In an article from the Washington Post, reporters inserted various prompts into AI image generators like Stable Diffusion and DALL-E. They asked for images of attractive or productive people and depictions of routine activities. The software ended up producing images of various offensive tropes about race, class, gender, wealth, intelligence, religion and other cultures, revealing how information that AI pulls from databases, which can be littered with bigotry, can and has reinforced harmful stereotypes.
Palmeri added that most of the material that AI, especially ChatGPT, produces is incorrect. If people rely too much on it, then this could cause widespread misinformation and misconceptions, which would affect people negatively, even outside the scope of generative AI.

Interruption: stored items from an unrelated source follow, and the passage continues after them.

PR #2143, opened 2020-07-25
FSEQ VariableHeader parsing improvements

Cryptkeeper:
This PR includes several code hardening improvements for the `parseVariableHeaders` function. The goal of this is to help protect against corrupted FSEQ files (accidentally or maliciously) and improve logging output to assist with debugging potential issues.

Assuming there is interest in these changes, I'll upstream them to fpp's `FSEQFile` implementation.

- Zero length VariableHeaders are now ignored and print a warning. Some previous logic vaguely prevented this, with some issues. While xLights could parse these VariableHeaders all the same, the reason to not is simply a continuation of the current implementation and reduces needed handling.
- The data length of each VariableHeader is now checked against the `header` buffer. This prevents an incorrect length from reading out of bounds and unintentionally accessing memory, or crashing the program.
- VariableHeaders with unrecognized codes (not `mf` or `sp`) print debug messages to increase visibility into the read process for modified sequence files.
- An error is now logging if the data is not null terminated (for recognized VariableHeaders). This helps locate errors caused by wrongly encoded sequence files. 

**Misc. Changes**
- Magic number usage has been reduced and moved into a named const, `FSEQ_VARIABLE_HEADER_SIZE`. 
- Added debug output when reading VariableHeaders to improve visibility.

### DIFF
--- a/xLights/FSEQFile.cpp
+++ b/xLights/FSEQFile.cpp
@@ -414,30 +414,46 @@ inline bool isRecongizedVariableHeader(uint8_t a, uint8_t b) {
 const int FSEQ_VARIABLE_HEADER_SIZE = 4;
 
 void FSEQFile::parseVariableHeaders(const std::vector<uint8_t> &header, int readIndex) {
-    while (readIndex < header.size() - 5) { // todo: where is 5 from? off by one from 4?
-        const int variableLength = read2ByteUInt(&header[readIndex]);
+    const int VariableLengthSize = 2, VariableCodeSize = 2;
 
-        if (!variableLength) {
-            LogErr(VB_SEQUENCE, "VariableHeader has 0 length data: %c%c", header[readIndex + 2], header[readIndex + 3]);
+    // when encoding, the header size is rounded to the nearest multiple of 4
+    // this comparison ensures that there is enough bytes left to at least constitute a 2 byte length + 2 byte code
+    while (readIndex + FSEQ_VARIABLE_HEADER_SIZE < header.size()) {
+        const int dataLength = read2ByteUInt(&header[readIndex]) - FSEQ_VARIABLE_HEADER_SIZE;
+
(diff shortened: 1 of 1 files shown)


xLights/FSEQFile.cpp
```diff
@@ -404,20 +404,72 @@ void FSEQFile::preload(uint64_t pos, uint64_t size) {
...
+            // there is no reasonable way to recover from this error - the reported dataLength is longer than possible
+            // return from parsing variable headers and let the program attempt to read the rest of the file
+            return;
+        } else if (!isRecongizedVariableHeader(header[readIndex], header[readIndex + 1])) {
+            // avoid reading unrecongized variable headers
+            // each 2 byte length can consume up to 65k of memory when allocating vheader->data
+            LogErr(VB_SEQUENCE, "Unknown VariableHeader code: %c%c, length: %d bytes", header[readIndex], header[readIndex + 1], dataLength);
+            
+            // advance the length of the 2 byte code + the length of the data
+            readIndex += VariableCodeSize + dataLength;
```
dkulp, line 445: This is the only part of the change that I'm concerned about.   Having a list of "known"  variable headers and enforcing rules on those (like the null termination) makes a lot of sense.   However, ignoring the non-recognized headers is a bad idea.    For things like FPP Connect that copy the headers over to the new fseq files that it generates, those extra headers would be lost.     On the FPP side, the fsequtils command line utility can be used to convert fseq files from format to format (or compression level/type to another) and again, these headers would be lost.   While I'm not sure if anything is using the variable headers outside the known headers, the idea of losing data seems to be a step in the wrong direction.

Cryptkeeper: I wasn't aware it utilized in the sole in memory copy as its source of truth of re-encoding output. I'll move this from hard fail to a warning. :+1:

PR #2178, opened 2020-08-21
add disperse feature to layout

priemd:
Add 'Disperse' feature, hope that is the appropriate term, for models and 3d objects to layout panel.  The idea is to take 1 or more selected models and be able to 'disperse' them in any direction with an offset from the starting point of a target model.  Users can use the default disperse by direction options in right click menu which will disperse selected items with a default offset of 20 (tbd if this is appropriate) from the primary selection or use the 'Select Options' menu item which pulls up a dialog where they can rearrange the order to disperse as well as select any target model as the base for disbursement for selected models as well as the offset.  Dialog also prompts on single selection right click >> disperse so a user can select an existing target model to place the newly created/imported model next to in any direction.  For now the 'Select Options' is top on the menu as we don't track selection order (treelist just gives us what is selected in sort order) but if I can figure out a decent way to track selection order so users don't have to manually manipulate order this should probably dropped to the bottom.

### DIFF
--- a/xLights.xcodeproj/project.pbxproj
+++ b/xLights.xcodeproj/project.pbxproj
@@ -10,6 +10,7 @@
 		1ECB4F631FF4D014006D57AA /* BulkEditControls.cpp in Sources */ = {isa = PBXBuildFile; fileRef = 1ECB4F601FF4D013006D57AA /* BulkEditControls.cpp */; };
 		1ECB4F641FF4D014006D57AA /* BulkEditSliderDialog.cpp in Sources */ = {isa = PBXBuildFile; fileRef = 1ECB4F611FF4D014006D57AA /* BulkEditSliderDialog.cpp */; };
 		3D585F311E7E541400A3F84F /* UtilFunctions.cpp in Sources */ = {isa = PBXBuildFile; fileRef = 3D585F301E7E541400A3F84F /* UtilFunctions.cpp */; };
+		63B4360324EE23250000C90D /* DisperseOptionsDialog.cpp in Sources */ = {isa = PBXBuildFile; fileRef = 63B4360224EE23250000C90D /* DisperseOptionsDialog.cpp */; };
 		6701999F1CE5A03200AE9B7E /* RenderProgressDialog.cpp in Sources */ = {isa = PBXBuildFile; fileRef = 6701999D1CE5A03200AE9B7E /* RenderProgressDialog.cpp */; };
 		67025C6E20D7E80900BF1AC6 /* Assets.xcassets in Resources */ = {isa = PBXBuildFile; fileRef = 67025C6D20D7E80900BF1AC6 /* Assets.xcassets */; };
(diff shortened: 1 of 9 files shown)


keithsw1111:
So why wouldnt you use the distribute function and make that more 3D? conceptually ... you put a model at each end and the rest in the middle and it distributes them between the extremes in a straight line? This would seem easier than guessing a dispersion amount and hope the end one ends up in the right place?

There would be challenges I guess in terms of working out which is the end ... but a 3d line distance between model centres with the furthest from the main selected model selected as the end is likely the best strategy,

keithsw1111:
It would also allow arbitary dispersion directions defined by the line between the end models and it does not need more popup dialogs.

priemd:
The idea started with trying to move x number of models near another model where you can then fine tune placement dragging handles or yes using existing distribute features, for example I create a new star or 2 and I know i want them near an existing star in my layout that was already placed.  All of this is trivial in 2d but when you add in z world it takes a lot of mouse movement and zooming/panning in order to get one model lined up with another.  Today you can either remember x/y/z of the model you wish to move another near and manually key those in or Right Click >> align top >> then right click >> align left/right >> then right click align front >> then since there is an overlap you have to find the moved model in tree, click to highlight >> then you can make your fine tuned adjustments to make it above/below/left/right etc.  It's a short cut to get things quickly 'near' another model in x/y/z world where you can then use the existing features like distrubute or dragging to fine tune.

AzGilrock:
The way I originally designed it you could easily copy paste models and move them along one axis for near perfect spacing.  Then a couple people whined about the paste being in the exact spot as the copy so now it pastes offsets that I dislike.  I’d like to see a paste in place option to restore my original behavior.

priemd:
I have always disliked the offset as well, maybe not moving it right, but dropping it down.  I am going to close this for now as I still think it is very useful for those that create/import new models and want them close to another model in the display in 3D world, most user error not understanding how they can use the keyboard/mouse to pan/zoom/rotate to get a better angle to line things up but it's a common thing I hear as to why people are still in 2d, right or wrong on their par.  I called it 'disperse' because it's not a distribute in the sense of distribute with any software that has such feature like Illustrator/vectric/blender/etc will distribute selected items evenly across X or Y depending on if you do horizontal or vertical which is exactly what distribute does in xl today perfectly, this was intended to get models on the same x/y/z plane with an offset where you could easily then adjust x/y with the handles.  In fact align front/back doesn't currently really work for custom models which even though are 2d have a z-scale, especially for custom models with a large x/y footprint there are times when align front/back throws the model you are attempting to align to another whether front or back off into outer space, this at least solves that and I can implement fix. But to Keith's point I dislike dialogs and popups as well.  He has suggested tracking selection order so I am going to work on that and then this may be more user friendly not needing the dialog to adjust order when multiple models are selected, but as a last resort.  Although I don't think tracking selection order is an exact science when you factor in group selection, shift select in tree, hold shift and press UP/DOWN in tree or shift drag select in preview as treelistctrl gives you selections in the order in which they are currently in the tree, not order in which they were selected.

As the use of generative AI grows in frequency, there will always be a different concern or misuse of the tool. This could stem from either using it to replace a certain job, such as designing, or the spread of misinformation. Yet, some view AI as a relatively harmless creative tool with exciting potential. However, time and time again, it’s proven that the human touch, whether it be through creativity or teaching, cannot be replicated by generative AI such as ChatGPT or Adobe Creative.